You would have to see if the joist could support #20 loading for storage........R301.5


----------



## ICE (Mar 16, 2015)

As long as the hallway width will not be reduced below 36", other than ugly....why not.  I will point out that such ladders don't work well.  I refuse to use them.  Of course I haven't encountered one with handrails but I doubt that would help.

As steveray says the loading makes a difference and 800 square feet is a bunch of it. 20# doesn't seem like enough.  Shirley 3/4" plywood says there's a plan Stan.


----------



## jdfruit (Mar 16, 2015)

My skeptic "spidey" sense went off on the ladder idea. A fixed ladder is not such a good idea as the handrails need to go above the ladder top to be effective and would interfere with an insulated hatch cover. There are nice folding drop down ladders available that have  handrails built in to the folding unit. A fixed ladder is a way to get "easy" access to the attic for a conversion. See the sawhorse thread on what happens to attics.


----------



## JBI (Mar 16, 2015)

Last time I checked, the IRC regulates 'stairs' in Chapter 3. Try looking there?

Are stairs to the attic required? No.

Read the stairway requirements _carefully._ Some sections apply to 'required stairways', others apply simply to 'stairways'. The key is in carefully reading the text.


----------



## JBI (Mar 16, 2015)

Duplicate post.


----------



## JCraver (Mar 17, 2015)

steveray said:
			
		

> You would have to see if the joist could support #20 loading for storage........R301.5


I'll be doing that, if he'll let me in to take a look before he applies for a permit.


----------



## JCraver (Mar 17, 2015)

JBI said:
			
		

> Last time I checked, the IRC regulates 'stairs' in Chapter 3. Try looking there?Are stairs to the attic required? No.
> 
> Read the stairway requirements _carefully._ Some sections apply to 'required stairways', others apply simply to 'stairways'. The key is in carefully reading the text.


I keep reading this, and I'm missing what you're telling me to look for...

According to the customer / homeowner, this doesn't meet the requirements to be a habitable attic (ceiling height), so a stair is not required (311.4).  Nothing in the prescriptive stair sections (311.7 - 311.9) tells me how or when to build a ladder.


----------



## JCraver (Mar 17, 2015)

jdfruit said:
			
		

> My skeptic "spidey" sense went off on the ladder idea. A fixed ladder is not such a good idea as the handrails need to go above the ladder top to be effective and would interfere with an insulated hatch cover. There are nice folding drop down ladders available that have  handrails built in to the folding unit. A fixed ladder is a way to get "easy" access to the attic for a conversion. See the sawhorse thread on what happens to attics.

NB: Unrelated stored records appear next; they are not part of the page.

Issue #322, opened 2021-09-14
Solr pods graceful shutdown 


vladiceanu:
### Context
In Kubernetes, from the moment you issue `kubectl delete pod` command and until the Pod is deleted there are a few steps that happen: 
1. endpoint is being removed from the Endpoints (k8s object);
2. if the pod has a `preStop` hook set, it will run it before `SIGTERM` is invoked;
3. control-plane fires an event to Kube-proxy, CoreDNS, Ingress controller to deregister the Pod's IP address, and no further traffic should be sent to it
**AND, in parallel, after the `preStop` hook finishes,**
app receives `SIGTERM` and, if it's able to process it, it starts graceful shutdown; otherwise - wait for the `terminationGracePeriodSeconds` (default 30s) period to pass, and then `SIGKILL` is fired;
4. pod is deleted;

### Graceful shutdown
In order to achieve a graceful shutdown, we must satisfy the following condition(s): no traffic is sent to the non-existent IP (pod already deleted). That should be done in Step 3 described above, but, since those components (kube-proxy, coredns, ingress controller) might be busy with something else, **there is no guarantee that the IP will be removed from their state before the Pod is gone**. How long would it take? It depends; some of them might take less than a second, the others a bit longer.  

**Race condition**
As mentioned, deregistration of the IP from kube-proxy, CoreDNS, ingress controller, and `SIGTERM` sent to the APP happens in parallel, which can cause a few race conditions, one of them is: what if pod is deleted before the IP is deregistered? That could be a problem, since traffic might be sent to a non-existent IP.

I suggested a fold-down ladder and he didn't like it.  He'd have to work a bit to frame the opening because the ceiling joists run the wrong way, and he wasn't interested in that a bit.

I didn't get the sense that he's wanting to turn it into living space (it's a rental, and that would cost money).  A tenant or a future owner could though I suppose.  If the ceiling is as low as he tells me it is then it doesn't seem likely.


----------



## north star (Mar 17, 2015)

*& ^ & ^ &*

JCraver,

Have the homeowner submit a drawing with dimensions for your review.

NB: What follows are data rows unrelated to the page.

PR #343, opened 2021-10-13
Use global.imagePullSecrets at solr-operator helm chart #338

### LINKED ISSUE #338: Use global.imagePullSecrets at solr-operator helm chart
In some scenarios, having to use pull secrets is mandatory. Even if using a private repo, or pulling from the public repos, but hitting the dockerhub anonymous pull limit (https://www.docker.com/increase-rate-limits).

The idea would be to use the `global.imagePullSecrets`, as in the main solr(cloud) helm, or in the zookeeper-operator.

j-coll:
Same PR as #339, but against main branch


HoustonPutman (changes requested):
Thanks for the contribution, this would indeed be very helpful for people!

Before merging would you mind adding a Changelog entry here:
https://github.com/apache/solr-operator/blob/main/helm/solr-operator/Chart.yaml#L56

And adding an entry to the helm chart documentation as well?
https://github.com/apache/solr-operator/blob/main/helm/solr-operator/README.md#running-the-solr-operator

HoustonPutman:
Well if you want to share imagePullSecrets here, you can merely use the same serviceAccount that is created by the Zookeeper Operator with the Solr Operator. That way the imagePullSecrets will be available to both through the same serviceAccount.

```yaml
serviceAccount:
  create: false
  name: operator-account

zookeeper-operator:
  install: true
  serviceAccount:
     create: true
     name: operator-account
     imagePullSecrets:
        - list
        - of
        - strings
```

Using the above helm values, the zookeeper-operator helm chart will create the serviceAccount with the listed imagePullSecrets. Then the Solr Operator will merely use the same one, named `operator-account`.

No need to actually use the global imagePullSecrets.

piotrrybicki:
Hello there. @j-coll are you willing to do proper changes in this PR?
I'd love to have ability to provide imagePullSecrets in globals. I'm not using ZK operator.

I can also create my own PR about this issue.

HoustonPutman:
@piotrrybicki Please open your own PR. We'd love to support as many globals as possible, to make setup easy for everyone!

As for my comment above it would be great if the helm code could detect a list of strings and convert it to a list of objects where necessary.

janhoy:
@j-coll Are you still planning to land this?

HoustonPutman:
Closing in favor of #832 . Thanks for the work here, sorry we weren't able to get it through before.

Issue #650, opened 2023-10-30
Adding ObservedGeneration in the CRD


Shashankft9:
Currently, its hard to tell if solr cloud deployment has changed from "x" to "y" state, or if it has changed at all after I have done some changes in the CR.
Perhaps if we can add Observed Generator field and/or something like "LastTransitionTime", the CR could tell more about the current state of the solr cloud? This could be a good basis for a requirement we have, where we are tracking the transition of solr from "x" to "y".

Expected status:

```
status:
  backupRestoreReady: false
  internalCommonAddress: http://test-solrcloud-common.solr-cluster
  podSelector: solr-cloud=test,technology=solr-cloud
  readyReplicas: 3
  replicas: 3
  **observedGeneration: 1**
  solrNodes:
  - internalAddress: http://test-solrcloud-0.test-solrcloud-headless.solr-cluster:8983
    name: test-solrcloud-0
    nodeName: gccdelinttexw2
    ready: true
    specUpToDate: true
    version: 9.2.0
    **lastTransitionTime: 2023-10-27T12:53:56.989Z**
  - internalAddress: http://test-solrcloud-1.test-solrcloud-headless.solr-cluster:8983
    name: test-solrcloud-1
    nodeName: gccdelinttexw3
    ready: true
    specUpToDate: true
    version: 9.2.0
    **lastTransitionTime: 2023-10-27T12:54:56.989Z**
  - internalAddress: http://test-solrcloud-2.test-solrcloud-headless.solr-cluster:8983
    name: test-solrcloud-2
    nodeName: gccdelinttexw1
    ready: true
    specUpToDate: true
    version: 9.2.0
    **lastTransitionTime: 2023-10-27T12:55:56.989Z**
  upToDateNodes: 3
  version: 9.2.0
  zookeeperConnectionInfo:
    chroot: /test
    externalConnectionString: N/A
    internalConnectionString: test-solrcloud-zookeeper-0.test-solrcloud-zookeeper-headless.solr-cluster.svc.cluster.local:2181,test-solrcloud-zookeeper-1.test-solrcloud-zookeeper-headless.solr-cluster.svc.cluster.local:2181,test-solrcloud-zookeeper-2.test-solrcloud-zookeeper-headless.solr-cluster.svc.cluster.local:2181
```

gerlowskija:
[...]

PR #722, opened 2024-09-11
Added ObservedGeneration to solrcloud status

RavinaChidambaram:
Implemented #650 

Have added observed generation to the status of the solrcloud CR to track the transition of the solrcloud.

### DIFF
--- a/api/v1beta1/solrcloud_types.go
+++ b/api/v1beta1/solrcloud_types.go
@@ -1160,6 +1160,9 @@ type SolrCloudStatus struct {
 	// BackupRepositoriesAvailable lists the backupRepositories specified in the SolrCloud and whether they are available across all Pods.
 	// +optional
 	BackupRepositoriesAvailable map[string]bool `json:"backupRepositoriesAvailable,omitempty"`
+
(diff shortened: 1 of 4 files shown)


gerlowskija (approved):
I left one in-line question, but otherwise this LGTM.  It seems to bring out status a little closer into line with best practices.

I'm ambivalent on the "lastUpdated" timestamp field that was described in the issue description.  It seems like there's less strong of a precedent around that field, and it's maybe more subject to some of the "false-signal" concerns I expressed in #650.  But I'm not against it - if others think it's worthwhile and are willing to add it, I'll hold off merging for a bit.  But otherwise I'll add a Chart.yaml change-entry and merge this sometime in the next few days!

Thanks @RavinaChidambaram !

RavinaChidambaram:
Thanks for the feedback and approval. I’m currently working on considering other scenarios as well around  `observedGeneration`, and I’ll address that within this PR. Please hold off on merging for a bit while I make these adjustments.

Also lets just address `observedGeneration` in this PR and then add `lastTransitionTime` in another PR

PR #729, opened 2024-11-15
fix: do not return metrics for prom-exporter probes re-fix (#694)

smoldenhauer-ish:
a re-fix for #694 as the used query parameter has to be 'name[]' instead of name**s**[]

according to the used HTTPServer code (0.16.0 in Solr 9 or 0.2.0 in Solr 8.11)
https://github.com/prometheus/client_java/blob/ed0d7ae3b57a3986f6531d1a37db031a331227e6/simpleclient_httpserver/src/main/java/io/prometheus/client/exporter/HTTPServer.java#L153


gerlowskija:
Thanks for the PR @smoldenhauer-ish .  Will start testing with an eye to merge soon.

gerlowskija:
Thanks @smoldenhauer-ish !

As others have already stated, ...if it is some type of a vertical ladder

with handrails, ...the total width of the entire Hallway must not be

reduced to less than 36 inches in width........My guess is that the

"proposed" handrails will be a "deal killer", as the handrails will

protrude in to the required 36 inch width.



*&  ^  &  ^  &*


----------



## Rick18071 (Mar 17, 2015)

Hate the fold down ladders. I weigh 200 bls. and I broke one carrying down a heavy box.


----------



## cda (Mar 17, 2015)

Or the owner could go the route of ahj approval

Than install the ladder.

But the house was in compliance when the ahj approved it


----------



## steveray (Mar 17, 2015)

JCraver said:
			
		

> I'll be doing that, if he'll let me in to take a look before he applies for a permit.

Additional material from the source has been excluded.